Data for analysis
==================================================

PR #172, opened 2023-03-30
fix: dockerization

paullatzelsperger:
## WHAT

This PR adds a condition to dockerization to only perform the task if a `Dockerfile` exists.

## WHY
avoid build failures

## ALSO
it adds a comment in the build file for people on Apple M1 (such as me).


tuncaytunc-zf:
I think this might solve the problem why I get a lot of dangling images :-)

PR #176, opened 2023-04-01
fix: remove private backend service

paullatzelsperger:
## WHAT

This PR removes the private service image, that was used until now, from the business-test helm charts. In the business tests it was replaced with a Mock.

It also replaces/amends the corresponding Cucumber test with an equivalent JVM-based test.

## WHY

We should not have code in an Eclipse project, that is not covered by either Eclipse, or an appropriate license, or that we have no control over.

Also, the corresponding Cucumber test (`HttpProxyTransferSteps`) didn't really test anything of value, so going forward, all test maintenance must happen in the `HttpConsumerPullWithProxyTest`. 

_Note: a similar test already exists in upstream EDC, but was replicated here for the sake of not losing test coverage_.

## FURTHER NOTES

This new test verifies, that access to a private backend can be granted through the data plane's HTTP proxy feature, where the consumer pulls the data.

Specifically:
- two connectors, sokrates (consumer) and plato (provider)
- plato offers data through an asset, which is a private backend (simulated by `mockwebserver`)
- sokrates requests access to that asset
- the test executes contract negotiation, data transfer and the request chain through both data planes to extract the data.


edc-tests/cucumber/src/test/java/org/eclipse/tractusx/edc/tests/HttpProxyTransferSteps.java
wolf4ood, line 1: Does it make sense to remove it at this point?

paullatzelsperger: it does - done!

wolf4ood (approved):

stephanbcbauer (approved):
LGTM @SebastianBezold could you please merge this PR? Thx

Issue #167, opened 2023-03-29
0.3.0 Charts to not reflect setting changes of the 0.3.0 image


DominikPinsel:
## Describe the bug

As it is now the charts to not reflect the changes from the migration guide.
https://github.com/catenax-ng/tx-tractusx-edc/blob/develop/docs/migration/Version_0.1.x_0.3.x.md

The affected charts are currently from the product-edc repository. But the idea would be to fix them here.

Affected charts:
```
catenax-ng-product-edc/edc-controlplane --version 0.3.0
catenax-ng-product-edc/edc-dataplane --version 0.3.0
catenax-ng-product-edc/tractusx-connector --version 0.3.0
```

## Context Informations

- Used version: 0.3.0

==================================================

Your objective
Taking the lines of the listing one by one, count those that contain "reflect", and answer with the number only.

Response area
2